DEATH CERTIFICATE

CHARLES HENRY NICKLES

Date:    12 May 1945
Cert:    13010 
Place of Death: County: Knott   City or Town: Hindman Rural 
Name of Hospital or Institution: (blank)
Length of stay in hospital or community: (blank)
Usual Residence of Deceased: State: Kentucky   County: Knott
City or Town: Hindman     Street No.:  Rural 
Full Name:  Charles Henry NICKLES 
If Veteran Name War: (blank)
Social Security No.:  (blank)
Sex, Color or Race, Marital Status: Male, White, Single
Husband or Wife of:  (blank)
Age of husband or wife if alive: (blank)
Birth date of deceased:  10 May 1945 
Age:  02 days
Birthplace:  Hindman, Ky.     Rural
Occupation:  None 
Industry or business:  (blank)
Father Name:  Ishmael NICKLES 
Father Birthplace:  Knott Co., Ky. 
Mother Maiden Name:   Lizzie SMITH 
Mother Birthplace:   Knott Co., Ky. 
Informant:   Lizzie NICKLES, Hindman, Ky. 

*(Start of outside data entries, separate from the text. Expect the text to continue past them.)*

Issue #431, opened 2018-04-04
Remove split pickling


mfeurer:
or fix it, but the pickle files are not used at the moment.

mfeurer:
This isn't a bug as the pickle files are actually used.

PR #470, opened 2018-05-15
Removing split pickling

ArlindKadra:
Issue #431

### DIFF
--- a/openml/tasks/split.py
+++ b/openml/tasks/split.py
@@ -127,10 +127,9 @@ class OpenMLSplit(object):
                             np.array(repetitions[repetition][fold][sample][0], dtype=np.int32),
                             np.array(repetitions[repetition][fold][sample][1], dtype=np.int32))
 
-            if cache:
-                with open(pkl_filename, "wb") as fh:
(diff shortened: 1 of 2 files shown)


openml/tasks/split.py
```diff
@@ -125,11 +125,12 @@ def _from_arff_file(cls, filename, cache=True):
                             np.array(repetitions[repetition][fold][sample][0], dtype=np.int32),
                             np.array(repetitions[repetition][fold][sample][1], dtype=np.int32))
 
+            '''
```
janvanrijn: PyCharm usually wants double quotes, right?

ArlindKadra:
@mfeurer since you mentioned removing or fixing split pickling, I only commented out the code as a simple solution. I can remove it completely if you are ok with it. @janvanrijn we are using double quotes for docstrings.

mfeurer:
I think removing it is fine. Reading those files isn't as costly as reading in the data.

ArlindKadra:
@mfeurer sure, but we will not have a way to disable loading from cache.

mfeurer:
I don't think we have this for anything else. As a split should never change I don't see a reason to keep this functionality.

Burial Place:   Hindman Rural 
Date:  13 May 1945 
Signature of funeral director:  None
Date received by local registrar:  01 June 1945 
Registrar's Signature:  Rose B. Craft
Date of Death:  12 May 1945 
I hereby certify that I attended deceased from 10 May 1945 to 12 May 1945, that I last saw him alive on 12 May 1945, and that death occurred on the date stated above at (blank)
Immediate cause of death:  pneumonia 
Duration: 02 days
Due to:  (blank)
Major findings of operations: (blank)
Accident, suicide, or homicide: (blank)
Date of occurrence: (blank)
Where did injury occur: (blank)
While at work:  (blank)
Means of injury: (blank)
Signature & Address:  R. E. Cumming, (illegible), Combs, Ky.